I gave a talk last week at the University of Luzon on Big Data Analytics upon the invitation of Dean Dads Caronongan. I used this opportunity to conduct a social experiment. I asked the students to fill out a short survey. The students were to detail their top five SMS buddies and top five voice call buddies.
Using Gephi (a network graph visualization tool) with lots of ETL (extact, transform, load) help from Ms Rina and student assistants Jolo Cepeda and Jan Nel, I was able to generate a social network graph of the UL CS/IT student body which is shown below:
The student body is shown with different communities (clicques/barkadas) that are highlighted in different colors with the larger circles representing individuals that are more ‘central’ members of each of the communities. The lines among the individuals represent the SMS or voice links among members.
This social network graph can help explain how an idea/lesson/tsimis can be spread throughout the student body. You can disseminate information more effectively by specifically targeting message to the individuals that are more “central” (Eigenvector, Betweenness and Degree) to the community.

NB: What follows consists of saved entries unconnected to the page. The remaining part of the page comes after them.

PR #258, opened 2024-02-21
Debug Status view now uses basePath

BillFarber:
Additionally, this has the ripple effect of requiring the mlxprs status bar component to use basePath as well.
Also, required updated some integration tests.

### DIFF
--- a/client/marklogicClient.ts
+++ b/client/marklogicClient.ts
@@ -174,8 +174,14 @@ export class ClientContext {
     }
 
 
-    async getConnectedServers(requestingObject: MlxprsStatus | null, managePort: number, updateCallback: (connectedServers: string[]) => void): Promise<string[]> {
-        const connectedJsServers: MlxprsQuickPickItem[] = await getFilteredListOfJsAppServers(this, managePort, 'true');
+    async getConnectedServers(
+        requestingObject: MlxprsStatus | null,
+        managePort: number,
+        manageBasePath: string,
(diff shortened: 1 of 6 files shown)


client/marklogicClient.ts
```diff
@@ -486,14 +497,16 @@ export function requestMarkLogicUnitTest(
...
-    const manageClientParams: MlClientParameters = JSON.parse(JSON.stringify(dbClientContext.params));
-    manageClientParams.port = targetPort;
-    manageClientParams.restBasePath = targetPath;
-    manageClientParams.contentDb = null;
-    manageClientParams.modulesDb = null;
-    return new ClientContext(manageClientParams);
+    const newClientParams: MlClientParameters = JSON.parse(JSON.stringify(dbClientContext.params));
+    newClientParams.port = targetPort;
+    newClientParams.restBasePath = targetPath;
+    newClientParams.contentDb = null;
```
rjrudin, line 511: I know this code was already here and this is just a rename, but do you know why `contentDb` and `modulesDb` are nulled out? I think that deserves a comment as it seems surprising - i.e. to a casual reader, I'm left wondering "Wait, the user may have configured these, so why are we now ignoring them?"

rjrudin (approved):
Looks good, just wondering if a comment would be a good addition in one existing place (i.e. a comment may have been helpful prior to this PR, the PR didn't introduce the need for a comment).

PR #259, opened 2024-02-21
Can now debug behind a proxy server

BillFarber:
Also working:
Connect/Disconnect to JS & XQY servers.
Eval JS, XQY, GraphQl, Optic, Optic DSL, SPARQL, and SQL.
Validate TDE template.
Extract data via TDE.
Show module from database.

### DIFF
--- a/client/JSDebugger/mlRuntime.ts
+++ b/client/JSDebugger/mlRuntime.ts
@@ -118,6 +118,7 @@ export class MLRuntime extends EventEmitter {
         this._password = args.password;
         this._dbgPort = args.managePort;
         this.managePort = args.managePort;
+        this.manageBasePath = args.manageBasePath;
         this._ssl = args.ssl;
         this._scheme = this._ssl ? 'https' : 'http';
         this._rejectUnauthorized = args.rejectUnauthorized;
@@ -129,6 +130,7 @@ export class MLRuntime extends EventEmitter {
             new MlClientParameters({
                 host: this._hostName,
                 port: this._dbgPort,
+                restBasePath: this.manageBasePath,
                 user: this._username,
                 pwd: this._password,
                 contentDb: args.database,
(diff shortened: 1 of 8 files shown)


client/JSDebugger/mlRuntime.ts
```diff
@@ -129,6 +130,7 @@ export class MLRuntime extends EventEmitter {
             new MlClientParameters({
                 host: this._hostName,
                 port: this._dbgPort,
+                restBasePath: this.manageBasePath,
```
rjrudin, line 133: Is this correct? I see how `MlClientParameters` has both `restBasePath` and `manageBasePath` properties - this seems odd because I would expect these two values to be different.

BillFarber: It's definitely convoluted, but it is correct.

MlClientParameters is capable of holding all of the MLXPRS settings individually.
However, when it is used to build a ClientContext object, only the "port" and "restBasePath" are used. The other ports/paths are ignored. So, I need to set "port" and "restBasePath" to the values I need for this specific client.
In this case, I need a client using the "manage" parameters.

One refactor that I've been considering - In the constructor for ClientContext, add a second parameter specifying which port/path pair to use. That would at least clean up this wierdness.

rjrudin: Got it - I think the confusion for me is I assume that `MlClientParameters` contains the params for one client object. The "mlxprs config" would have multiple ports and paths - one pair for rest/test/manage/admin - but when a `ClientParams` object is created, it should have `port` and `basePath` properties, and the caller chooses which pair of values to pass in. 

I don't know how feasible it would be to refactor `MlClientParameters` to be like that, but it would avoid confusion like `restBasePath=manageBasePath`.

rjrudin (approved):

PR #261, opened 2024-02-22
First step towards replacing MlClientParameters

BillFarber:
MlClientParameters does too much now tracking different ports and paths, resulting in convoluted code. This is a first step in fixing that class. Replacing MlClientParameters in one fell swoop is too big and would lead to a ridiculous PR.

MlConnectionConfigurator is intended to be one stop shopping for storing all ML connection configuration parameters. Then using those values to generate any type of ClientContext required.

Note - this is part PR, part design proposal.
If you like it, we'll go with it.
If you hate it, I'll scrap it.
If you think it's interesting but need's more design, we'll discuss it.

### DIFF
--- a/client/XQDebugger/xqyDebugConfigProvider.ts
+++ b/client/XQDebugger/xqyDebugConfigProvider.ts
@@ -23,12 +23,13 @@ import {
 
 import { MlxprsErrorReporter } from '../mlxprsErrorReporter';
 import { MlClientParameters } from '../marklogicClient';
+import { buildClientFactoryFromConfigurationManager } from '../clientFactory';
 import { MlxprsError } from '../mlxprsErrorBuilder';
 import { XqyDebugManager, DebugStatusQueryResponse } from './xqyDebugManager';
-import { ConfigurationManager } from '../configurationManager';
 
-
+/* eslint-disable @typescript-eslint/no-unused-vars */
 export class XqyDebugConfiguration implements DebugConfiguration {
+    // eslint-disable-next-line @typescript-eslint/no-explicit-any
     [key: string]: any
     type: string;
     name: string;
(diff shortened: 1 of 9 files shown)


client/mlConnectionConfigurator.ts
```diff
@@ -0,0 +1,207 @@
+import * as ml from 'marklogic';
+
+import { ClientContext, MlClientParameters } from './marklogicClient';
+
+// This class should NOT use the WorkspaceConfiguration (WC) class imported below.
+// The debuggers don't have access to the vscode namespace, including WC.
+// So if WC is used in the class, the debuggers won't be able to use this class.
+// Note that this also precludes the use of ConfigurationManager in the class.
+export class MlConnectionConfigurator implements ml.ConnectionParams {
```
rjrudin: For naming - what about reusing the `ClientFactory` concept from the Java Client? I would try to reuse "client" as much as possible so as not to have confusion over what the different between a "client" and a "connection" is.

client/mlConnectionConfigurator.ts
```diff
@@ -0,0 +1,207 @@
...
+            contentDb: this.database,
+            modulesDb: this.modulesDb,
+            authType: this.authType,
+            ssl: this.ssl,
+            pathToCa: this.pathToCa,
+            rejectUnauthorized: this.rejectUnauthorized,
+        });
+    }
+
+    newMarklogicRestClient(
```
rjrudin: This is good and will help readability a lot. I think this suggests the concepts are:

1. There's a "Configuration" of all the settings that a user can provide.
2. There's a "ClientFactory" that you instantiate, giving it a "Configuration".
3. You then call the appropriate "Make new a Client" Method on the "ClientFactory".

rjrudin (approved):

client/mlConnectionConfigurator.ts
BillFarber: Exactly what I'm going for.

client/mlConnectionConfigurator.ts
BillFarber: I like it.

PR #152, opened 2018-06-05
UIEH-379: RAML for resources endpoint

sduvvuri-ebsco:
## Purpose
Per https://issues.folio.org/browse/UIEH-379, we are supposed to hand-roll RAML for `/eholdings/resources` endpoint, this PR solves that purpose.

## Approach
- Investigate various operations permitted and various payloads supported for different HTTP methods for the `/resources` endpoint.
- Code it using RAML.
- Run raml-cop and raml2html locally to ensure that everything looks good.
- Refactor certain object params into `types` section for reusability.
- Gather examples using Advanced Rest Client.

### DIFF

Since these individuals are “central”, they most likely are the leaders and key influencers/ trendsetters of the community. They are more connected and can easily relay information to the rest of their friends in the social network.
If you want to learn more, check out Lada Adamic’s Coursera offerings at https://www.coursera.org/instructor/ladamic
Interesting as this is, I wondered if we can also use the meta data of the survey to gain additional insights about the students? Meta data refers to data that gives information about other data. These are the parts of the survey that are typically ‘thrown away’ — like the time the survey was taken, the IP (Internet Protocol) address, how long it took to complete the survey and the browser type etc.
Apparently there might be something there.
By tracking the time elapsed between the “Announcement” and the time the students actually took the survey, we can get a proxy measure for technology adoption profiles. The lower left graph shows the days elapsed from “Announcement” and the number of students that took the survey on each of those time periods.
As expected, there was a general bell curve pattern that corresponds to the Technology adoption curve on the Upper left side. Fourth year (graduating) students and 2nd year students were among the largest groups in the ‘Innovators’ stage.
We also know that a majority of the respondents took no more than 12 minutes to complete the survey (see upper right histogram). Then using the IP address information, we can also track the network providers and infer the location of the students as they did the survey. I hope these are important insights for data analyst and marketing professionals.
P.S. My kids tell me that they find the graphs ‘intimidating’. And yes, I agree they are, but do take the time to understand them and you will see that they pack a lot of information in them. Humans can recognize patterns 60x better than looking at numbers. I’m still struggling between brevity and clarity. If you have ideas, please do post a comment here.